### TASK DETAILS
What lines of the material hold the string "selecting"? Pull each of them out.
= = =
PR #3525, opened 2023-10-25
[Core] Shuffle the configured directories before use

marin-ma:
Make the configured directories in random order, to avoid each task creating local spilled files in the same directory.

### DIFF
--- a/cpp/core/shuffle/LocalPartitionWriter.cc
+++ b/cpp/core/shuffle/LocalPartitionWriter.cc
@@ -16,6 +16,7 @@
  */
 
 #include "shuffle/LocalPartitionWriter.h"
+#include <random>
 #include <thread>
 #include "shuffle/Utils.h"
 #include "utils/DebugOut.h"
@@ -32,6 +33,11 @@ std::string LocalPartitionWriterBase::nextSpilledFileDir() {
 
 arrow::Status LocalPartitionWriterBase::setLocalDirs() {
   ARROW_ASSIGN_OR_RAISE(configuredDirs_, getConfiguredLocalDirs());
+  // Shuffle the configured local directories. This prevents each task from using the same directory for spilled files.
+  std::random_device rd;
+  std::default_random_engine engine(rd());
+  std::shuffle(configuredDirs_.begin(), configuredDirs_.end(), engine);
+
   subDirSelection_.assign(configuredDirs_.size(), 0);
 
   // Both data_file and shuffle_index_file should be set through jni.


cpp/core/shuffle/LocalPartitionWriter.cc
```diff
@@ -32,6 +33,11 @@ std::string LocalPartitionWriterBase::nextSpilledFileDir() {
 
 arrow::Status LocalPartitionWriterBase::setLocalDirs() {
   ARROW_ASSIGN_OR_RAISE(configuredDirs_, getConfiguredLocalDirs());
+  // Shuffle the configured local directories. This prevents each task from using the same directory for spilled files.
+  std::random_device rd;
+  std::default_random_engine engine(rd());
+  std::shuffle(configuredDirs_.begin(), configuredDirs_.end(), engine);
+
```
jackylee-ch, line 40: nit: It would sound better to me if we generate a random ID for the configured directory.

marin-ma: Do you mean generating a random starting index and then cycling to get the next directory, or selecting a directory randomly each time?

jackylee-ch: The second one, selecting a directory randomly each time. Spark also use the same way to get the random directory.

marin-ma: Spark uses the mod of hash of the filename as the index. Here the spilled file is only used for native writer, so I think we don't need to completely follow spark's way as the spilling mechanism are also not the same. We only need to make sure the directory is randomly chosen.

jackylee-ch: The current idea seems fine to me. I'm just concerned about the shuffle cost for the configuredDirs, especially considering that we might have up to 10 directories in configuredDirs.

marin-ma: This is a one-time op at the beginning of each shuffle write task. After shuffling, it saves the result to `configuredDirs_`, and looping to get the next directory each time.

jackylee-ch: ok

JkSelf (approved):
LGTM.

zhztheplayer (approved):
Thanks. BTW I noticed that we rely on an env variable to set the dirs. Do you think the way needs to be optimized in future?

marin-ma:
> Thanks. BTW I noticed that we rely on an env variable to set the dirs. Do you think the way needs to be optimized in future?

Yes, we should avoid setting env var in the JNI codepath and need some cleanup. The env var should be only used for cpp unit tests and mirco benchmarks.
= = =
### SOLUTION FOR THIS EXERCISE
marin-ma: Do you mean generating a random starting index and then cycling to get the next directory, or selecting a directory randomly each time?
jackylee-ch: The second one, selecting a directory randomly each time. Spark also use the same way to get the random directory.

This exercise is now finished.